РОССИЯ. МОДЕЛЬ ДЛЯ СБОРКИ

Газета "Челябинский рабочий"
28.04.1999
Айвар Валеев

Фильм "Мама" в Академической драме

Если все раскладывать на первокирпичики, то дальше мамы – некуда. Самое первое слово, оно и ближе всех "лежит". Самое простое фонетически и самое надежное семантически. Лакомый кусочек для идеологов, мама все же редко становится несущей конструкцией в их построениях. Ясно: с мамой хорошо и безо всяких идей.

Однако в эпоху разброда и шатаний сделать маму символом – великий соблазн. Попытать счастье решил режиссер Денис Евстигнеев . Сказать все, не болтнув лишнего, показать драму, но не сделать людям плохо, наконец, просто не провалиться в пафос блатной сентиментальности. Картина таким образом начинает принимать очертания трассы слалома, по которой мчится режиссер нового поколения. И переживается более ему, чем семье Овечкиных, с коей писался сюжет.

История советского воздушного пиратства, за малым исключением, – галерея чудаков-неудачников. Все они несчастливы по-своему, но виноваты в равной мере. Сегодняшний кинематограф начинается там, где кончаются газетные истории. Для режиссера важно апеллировать к "подготовленному" зрителю. Это и технологическая задача (не нужно объяснять свою "позицию"), и, если угодно, идеологическая. А именно: создать систему желобков, по которым зритель-шарик закатится в лузу аккурат к титрам.
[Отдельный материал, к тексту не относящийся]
PR #18797, opened 2025-02-25
feat(TeamRepository): Prevent removal of MLS from supported protocols if it was previously supported

przemvs:
https://wearezeta.atlassian.net/browse/WPB-16255

## Description
Prevent removal of MLS from supported protocols if it was previously supported

## Checklist


src/script/team/TeamRepository.ts
```diff
@@ -134,6 +142,17 @@ export class TeamRepository extends TypedEventEmitter<Events> {
 
     this.teamState.teamFeatures(newFeatureList);
 
+    if (newFeatureList[FEATURE_KEY.MLS]?.config?.supportedProtocols?.includes(ConversationProtocol.MLS)) {
+      this.updatePersistedSupportedProtocols();
```
mathias-niboulies, line 146: Not sure I'm reading it well, but this should be based on the client capability to support MLS, not the configuration of the team

typfel:
I think there's a confusion between the **team**SupportedProtocols (feature config) and the **user**SupportedProtocols (self fuser). Here you seem to prevent removing MLS from the `teamSupportedProtocols` but we should actually prevent removing MLS from the `userSupportedProtocols` which are updated by calling `PUT /self/supported-protocols`.

thisisamir98:
@typfel addressed your concern in here: https://github.com/wireapp/wire-webapp/pull/18797/commits/c1c6030ba5cff2749011a4e71407c1516d0380b6

typfel (approved):

PR #18805, opened 2025-02-27
fix: clicking on pagination dots to switch pages [WPB-16183]

waseemansar:
<table>
<td>
  <a href="https://wearezeta.atlassian.net/browse/WPB-16183" title="WPB-16183" target="_blank">BugWPB-16183</a>  [Web] Popped out calling view when resized small, clicking on bubble to change page should not do anything
  </td></table>
  <br />
 

## Description
Fixes an issue where clicking on pagination dot buttons had no effect, preventing users from switching pages.

### Before
https://github.com/user-attachments/assets/c44c1336-4e80-4c08-bfd5-8086d9afe2a7

### After
https://github.com/user-attachments/assets/74b72ecb-4a71-45f5-9f43-8e70fc26fd33

## Checklist

### DIFF
--- a/src/script/components/calling/Pagination/PaginationArrow.tsx
+++ b/src/script/components/calling/Pagination/PaginationArrow.tsx
@@ -20,6 +20,7 @@
 import {ChevronIcon, IconButton, IconButtonVariant} from '@wireapp/react-ui-kit';
 
 import {handleKeyDown, KEY} from 'Util/KeyboardUtil';
+import {t} from 'Util/LocalizerUtil';
 
 import {chevronLeftStyles, chevronRightStyles, iconButtonStyles} from './Pagination.styles';
 
@@ -30,7 +31,9 @@ interface PaginationArrowProps {
   'data-uie-name': string;
 }
 
-export function PaginationArrow({onClick, disabled, direction, 'data-uie-name': uieName}: PaginationArrowProps) {
+export const PaginationArrow = ({onClick, disabled, direction, 'data-uie-name': uieName}: PaginationArrowProps) => {
+  const ariaLabel = direction === 'left' ? t('paginationLeftArrowAriaLabel') : t('paginationRightArrowAriaLabel');
+
   return (
     <IconButton
       variant={IconButtonVariant.SECONDARY}
@@ -46,8 +49,9 @@ export function PaginationArrow({onClick, disabled, direction, 'data-uie-name': 
       disabled={disabled}
       data-uie-name={uieName}
       type="button"
+      aria-label={ariaLabel}
     >
-      <ChevronIcon css={direction === 'left' ? chevronLeftStyles : chevronRightStyles} />
+      <ChevronIcon css={direction === 'left' ? chevronLeftStyles : chevronRightStyles} aria-hidden="true" />
     </IconButton>
   );
-}
+};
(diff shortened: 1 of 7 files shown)


src/script/components/calling/Pagination/PaginationDot.tsx
```diff
@@ -0,0 +1,54 @@
...
+interface PaginationDotProps {
+  page: number;
+  isCurrentPage: boolean;
+  isSmaller: boolean;
+  onClick: (page: number) => void;
+}
+
+export function PaginationDot({page, isCurrentPage, isSmaller, onClick}: PaginationDotProps) {
+  return (
+    <div
```
olafsulich: It should be button not div, imo

olafsulich: Missing some "accessible label" like "aria-label" - without it, users who use screen readers wouldn't be able to know what they're clicking - I think it wasn't there before, but would be awesome if we add it if we change something here

src/script/components/calling/Pagination/PaginationArrow.tsx
```diff
@@ -0,0 +1,53 @@
...
+interface PaginationArrowProps {
+  onClick: () => void;
+  disabled?: boolean;
+  direction: 'left' | 'right';
+  'data-uie-name': string;
+}
+
+export function PaginationArrow({onClick, disabled, direction, 'data-uie-name': uieName}: PaginationArrowProps) {
+  return (
+    <IconButton
```
olafsulich, line 38: Missing some "accessible label" like "aria-label" - I think it wasn't there before, but would be awesome if we add it if we change something here

src/script/components/calling/Pagination/PaginationArrow.tsx
```diff
@@ -0,0 +1,53 @@
...
+import {chevronLeftStyles, chevronRightStyles, iconButtonStyles} from './Pagination.styles';
+
+interface PaginationArrowProps {
+  onClick: () => void;
+  disabled?: boolean;
+  direction: 'left' | 'right';
+  'data-uie-name': string;
+}
+
+export function PaginationArrow({onClick, disabled, direction, 'data-uie-name': uieName}: PaginationArrowProps) {
```
olafsulich: Not sure if it's a strict rule (probably not), but I've seen that for new components we use arrow functions instead

src/script/components/calling/Pagination/PaginationDot.tsx
```diff
@@ -0,0 +1,54 @@
...
+import {dotStyles, dotWrapperStyles} from './Pagination.styles';
+
+interface PaginationDotProps {
+  page: number;
+  isCurrentPage: boolean;
+  isSmaller: boolean;
+  onClick: (page: number) => void;
+}
+
+export function PaginationDot({page, isCurrentPage, isSmaller, onClick}: PaginationDotProps) {
```
olafsulich: same here, normal fn => arrow fn

src/script/components/calling/Pagination/PaginationDot.tsx
waseemansar: changed to button

waseemansar: added "aria-label"

olafsulich (approved):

Фильм начинается с того, что мама-атаманша (Н. Мордюкова), отсидев 15 лет в лагерях, решает собрать своих орлов, чтобы зажить, наконец, тихо и счастливо. Но ей не отдают старшего (О. Меньшиков), упрятанного в "психушку". Мама решает "товарища из беды выручать". В общем бесхитростная завязка обрастает стараниями Д. Евстигнеева и А. Алиева (модный ныне сценарист) рядом лаконичных и ярких обстоятельств. Сыны Мордюковой собираются со всех необъятных просторов бывшего Союза. Куда? – в Москву, конечно! Почти незаметная деталь, а какая центростремительная сила! Далее следуют четыре прямо-таки джеймсбондовские вставные новеллы: герой всегда при деле, но есть Интересы Ее Величества.

Четыре сына – четыре стороны света: Донбасс, Таджикистан, Владивосток, Чукотка. Каждый географический эпизод замешан на доступной метафоре. Ее цель двойная – намекнуть на психологию персонажей и дать "ощущение сегодняшнего дня". Голодному шахтеру выдают зарплату билетом в цирк. Поток сознания: "зебра – это лошадь, конина – мясо". Во Владивостоке другая история. Персонаж Е. Миронова – одновременно и сопровождающий проституток, и их "касса". Поступает заказ с подлодки. Время расплачиваться, лодка погружается в пучину, наш герой спасается вплавь, нюхнув для храбрости порошка.

Гротеск в голливудском стиле дает моментальное ускорение прочь от перестроечной чернухи. Это она лобовым восприятием жизни так расстроила впечатлительных зрителей, что те до сих пор отходят на "Кавказской пленнице". Умелое нанизывание бусин – грустных и смешных, идейных (то-бишь русских) и "бездуховных"(голливудчина) – вот технология Евстигнеева и его товарищей. О. Меньшиков, томящийся в клетке с умалишенными, есть современный Штирлиц с монологами за кадром и диссидент, слушающий голоса, но не транслирующий себя. На самом деле он и есть главный герой. Из пятерых братьев он (даже географически) – в центре. И в клетке.

Минуло 15 лет, и казалось, многое изменилось. А изменился только он, ибо в состоянии критически смотреть на маму. Сдается, только продюсерский цепкий глаз не дал Евстигнееву сделать фильм иначе. Старший сын, не задействованный фольклорной традицией, – вот потенциал России-матери и самой картины. Именно он откроет маме глаза, чтоб не любила, как слон в посудной лавке...

Особая статья – Нонна Мордюкова. Сделать из нее главную Россию киноэкрана – явно голливудский жест. Евстигнеев тщательно отбирает детали для сборки. Немного комиссарши, чуть атаманши, толика матери-героини и щепотка Пугачевой. Даже место кустодиевской красавице нашлось. Такая получилась единая и неделимая. Ну и капелька дегтя, чтоб по лицу растереть – ей так не идет быть незапятнанной.